> Task: For the records below, give the number of lines that include the string "Instant". Nothing else belongs in the answer.

[[ Listed entries open ]]

PR #97, opened 2017-12-27
Use the Circe Java8 Instant decoder/encoder

jarreds:
Rather than a homespun one.

I was seeing implicit conflicts between tsec and circe.

### DIFF
--- a/build.sbt
+++ b/build.sbt
@@ -66,7 +66,8 @@ lazy val jwtCommonLibs = libraryDependencies ++= Seq(
   Libraries.circeCore,
   Libraries.circeGeneric,
   Libraries.circeGenericExtras,
-  Libraries.circeParser
+  Libraries.circeParser,
+  Libraries.circeJava8
 )
 
 lazy val http4sDeps = libraryDependencies ++= Seq(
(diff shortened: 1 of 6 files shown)


rsoeldner:
@jarreds TY! 

I had a quick look at [circe](https://github.com/circe/circe/blob/master/modules/java8/src/main/scala/io/circe/java8/time/TimeInstances.scala#L27) and [java8 time](https://docs.oracle.com/javase/8/docs/api/java/time/Instant.html#toString--) and I think it is in ISO-8601 format rather then using second since linux epoch. I'm unsure if this is the correct behavior. 

@jmcardon Please have a look here

jarreds:
Shoot, yeah, that's definitely not backward compatible. Thinking how we can prevent the conflict of having two encoders/decoders for `Instant` if you use circe java8 in an upstream project.

hrhino:
In which situations are you seeing conflicts?

Possibly we should simply make our codecs `private[tsec]`?

jarreds:
> In which situations are you seeing conflicts?

I had a couple `import tsec.authentication._` wildcard imports in an http4s service that needed to serialize an `Instant` in the ISO8601 format with the circe java8 encoder -- the two collided there. I can get around it with explicit imports so the tsec encoder isn't brought in scope eg:

```scala
import tsec.authentication.AuthEncryptedCookie
import tsec.authentication.TSecAuthService
import tsec.authentication.asAuthed
```

hrhino:
> `import tsec.authentication._` wildcard imports

Yeah. @jmcardon what do you think about making this `private[tsec]`?

jmcardon:
I'm ok with this being `private[tsec]`. Seems like a good WIP fix, but the true fix is getting rid of the `EncryptedCookie` internal garbage mess I made given that I don't need a whole json object for that crap. It doesn't give any extra security it being in a json object.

[[ Listed entries closed ]]

> Task solution: 4